Now, we consider some specific methods to solve differential equations. The aim is mostly to consider $y$ as a variable dependent on $x$ and solve the equation for $y$. It is, however, common to leave the expressions in implicit forms. One of the most elementary types of differential equations is separable equations.
A first-order differential equation is said to be separable if it can be written in a form where all terms involving the dependent variable $y$ and its differential $dy$ appear on one side of the equation, while all terms involving the independent variable $x$ and its differential $dx$ appear on the other side.

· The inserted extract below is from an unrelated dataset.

PR #598, opened 2024-06-24
OSIDB-3011: Add PUT to jira forwarder

MrMarble:
# OSIDB-3011: Add PUT to jira forwarder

It looks like the following:
$$ \frac{dy}{dx}=\frac{f(x)}{g(y)} $$
or, in a better way,
$$ g(y)dy=f(x)dx $$
Here, we construct our equation in such a form so that we can integrate easily. It is trivial to apply:
$$ \int g(y)dy=\int f(x)dx $$
Letting, by Fundamental Theorem of Calculus, $F$ be an anti-derivative of $f$, and $G$ be an anti-derivative of $g$, we obtain:
$$ G(y)+C_{1}=F(x)+C_{2} $$
Of course, $C_{1}$ and $C_{2}$ are arbitrary constants. Therefore, we can simply collect the constants in one side and say:
$$ G(y)=F(x)+C. $$
Example (1) Solve the following differential equation for $y$ explicitly.

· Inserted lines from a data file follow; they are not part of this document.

PR #600, opened 2024-06-24
Flaw comments respect is_private flag when created

jsvob:
Closes OSIDB-3003

### DIFF
--- a/apps/bbsync/query.py
+++ b/apps/bbsync/query.py
@@ -409,9 +409,10 @@ class FlawBugzillaQueryBuilder(BugzillaQueryBuilder):
         pending_comments = FlawComment.objects.pending().filter(flaw=self.flaw)
 
         if pending_comments.exists():
+            comment = pending_comments.first()
             self._query["comment"] = {
-                "body": pending_comments.first().text,
-                "is_private": False,
+                "body": comment.text,
+                "is_private": comment.is_private,
             }
 
     def generate_fixed_in(self):
--- a/apps/bbsync/tests/test_query.py
+++ b/apps/bbsync/tests/test_query.py
@@ -1184,7 +1184,14 @@ class TestGenerateGroups:
 
 
 class TestGenerateComment:
-    def test_generate_comment(self):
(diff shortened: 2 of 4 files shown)


apps/bbsync/query.py
```diff
@@ -411,7 +411,7 @@ def generate_comment(self):
         if pending_comments.exists():
             self._query["comment"] = {
                 "body": pending_comments.first().text,
-                "is_private": False,
+                "is_private": pending_comments.first().is_private,
```
JakubFrejlach, line 414: I think this is not atomic and could potentially lead to a mismatch (text from one comment and is_private flag from another one) when new pending comment is created between the two `.first()` calls as Django queries are lazy.

Example with affects:
```python
In [31]: skynet_affects = Affect.objects.filter(ps_component__contains="skynet")

In [32]: skynet_affects.first()
Out[32]: <Affect: c6c31ad6-d57d-4419-9ccd-48474594ac05>

In [33]: # new affect with "skynet" ps_component created

In [34]: skynet_affects.first()
Out[34]: <Affect: 2e2dd85f-181a-4742-bd63-00d5b3142b84>
```

Querying for the comment just once should solve the problem:
```python
comment = pending_comments.first()
self._query["comments"] = {
...
```

osoukup: BBSync is currently triggered by an API call and Django should ensure atomic behavior but if we can make it not relying on that it would be better as it should soon become an async action triggered by backend worker.

osoukup (approved):
LGTM

apps/bbsync/query.py
jsvob: Fixed, thanks.

Just a note, if this is turned into an async action without the requisite cleanup of pending comments (now done synchronously during import from bugzilla), it will send seemingly random comments to bugzilla, because it just selects one of the pending ones.

osoukup: Oh :smile: that is probably not what would people expect but at least it would be never boring.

$$ \frac{dy}{dx}=3y^{2}x^{2} $$
Solution: We wish to, firstly, collect the terms involving $dy$ and $y$, and, $dx$ and $x$ in different sides. Here, we obtain
$$ \frac{dy}{3y^{2}}=x^{2}dx. $$
The rest is trivial integration.
$$ \begin{aligned} \int\frac{1}{3y^{2}}dy &= \int x^{2}dx \\ -\frac{1}{3y}+C_{1} &= \frac{x^{3}}{3}+C_{2} \\ -\frac{1}{3y} &= \frac{x^{3}}{3}+C \\ y=y(x) &= -\frac{1}{x^{3}+\tilde{C}} \end{aligned} $$
Example (2) Solve the following differential equation for $y$ explicitly
$$ y^{\prime}=7(x+6)(y^{2}+1) $$
Solution: Now, observe that, in the equation in the example, there exists no explicit differentials. We, however, know that $y^{\prime}$ can be also expressed as $\frac{dy}{dx}$. Here, we note that, as a matter of fact, different notations of derivatives have historical meanings, but, in the course of differential equations, it makes it much easier to use Leibniz notation, that is, $\frac{dy}{dx}$. If the reader wants further information about the topic, $y^{\prime}$ is referred as Lagrange’s notation, and $\dot{y}$ is referred as Newton’s notation (of derivatives).
Now, the motivation to solve the equation stays the same. We have:
$$ \frac{dy}{dx}=7(x+6)(y^{2}+1) $$
which is followed by
$$ \frac{dy}{y^{2}+1}=7(x+6)dx $$
Then, we may apply integration as follows,
$$ \begin{aligned} \int\frac{1}{y^{2}+1}dy &= \int7(x+6)dx \\ \arctan(y) &= \frac{7x^{2}}{2}+42x+C \end{aligned} $$
Here, we note that it is natural to leave $\arctan(y)$, since the transformation from $\arctan(y)$ to $y$ requires a careful analysis of the interval of $y,$ as the inverse trigonometric functions are defined on restricted intervals.